Kirda and his colleagues at the University of California–Santa Barbara have developed a new software call PubCrawl to solve this problem. PubCrawl both detects and contains malicious web crawlers without limiting normal browsing capacities. The team joined forces with one of the major social-networking sites to test PubCrawl, which is now being used in the field to protect users’ information.

Kirda and his collaborators presented a paper on their novel approach at the 21st USENIX Security Symposium in early August. The article will be published in the proceedings of the conference this fall.

In the cybersecurity arms race, Kirda explained, malicious web crawlers have become increasingly sophisticated in response to stronger protection strategies. In particular, they have become more coordinated: Instead of utilizing a single computer or IP address to crawl the web for valuable information, efforts are distributed across thousands of machines.

“That becomes a tougher problem to solve because it looks similar to benign user traffic,” Kirda said. “It’s not as straightforward.”

Traditional protection mechanisms, like a CAPTCHA, which operates on an individual basis, are still useful, but their deployment comes at a cost: Users may be annoyed if too many CAPTCHAs are shown. As an alternative, nonintrusive approach, PubCrawl was specifically designed with distributed crawling in mind. By identifying IP addresses with similar behavior patterns, such as connecting at similar intervals and frequencies, PubCrawl detects what it expects to be distributed web-crawling activity.

Once a crawler is detected, the question is whether it is malicious or benign. “You don’t want to block it completely until you know for sure it is malicious,” Kirda explained. “Instead, PubCrawl essentially keeps an eye on it.”

Potentially malicious connections can be rate-limited and a human operator can take a closer look. If the operators decide that the activity is malicious, IPs can also be blocked.

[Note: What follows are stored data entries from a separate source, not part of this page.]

Issue #72, opened 2024-03-27
Data model: User DB implementation


Plouc314:
Define the database schema of the user model and the table class for it.

PR #79, opened 2024-03-28
User roles

Prolas:
Each user is assigned a set of roles.
These roles can be (crew, pilot, admin, maitre fondu). A short description of each role can be found in the readme.

The permission are set here https://console.firebase.google.com/u/0/project/skysync-a1160/firestore/rules. As the collections are not created yet, everybody has access to everything.

In the user collection, the userid should be retrieved as follows 

```kotlin
userid = FirebaseAuth.getInstance().currentUser?.uid
user.value.uid
```
From what I understood the firestore rules uses this id to manage permissions. We could also create a collection roles which maps the userid to a set of roles.

The rules will be of the form:

```
rules_version = '2';
service cloud.firestore {
  match /databases/{database}/documents {
    //Create permission for the collection availability
   //Allow reading for the admin and user concerned if signed in
   //Allow write only for admin if signed in
    match /availability/{availabilityid}{
    	allow read: if isSignedIn() && (isOwner() ||  hasAnyRole(["admin"]) ;
        allow write: if isSignedIn() && hasAnyRole(["admin"])  ;
    }
  
    function isSignedIn(){
      	return request.auth != null;
    }
    
    function isOwner(id){
        let availability = request.resource.data
    	return request.auth.uid == availability.person_id;
    }
    
    function hasAnyRole(roles){
    	return get(/databases/$(database)/documents/user/$(request.auth.uid)).data.role.hasAny(roles);
    }
  }
}
```

@RAFInery can you check that the description of the roles are correct ?


Plouc314 (approved):
LGTM, we'll see where to store the roles later (in #72)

In order to evaluate the approach, Kirda and his colleagues used it to scan logs from a large-scale social network, which then provided feedback on its success. Then, the social network deployed it in real time, for a more robust evaluation. Currently, the social network is using the tool as a part of its production system. Going forward, the team expects to identify areas where the software could be evaded and make it even stronger.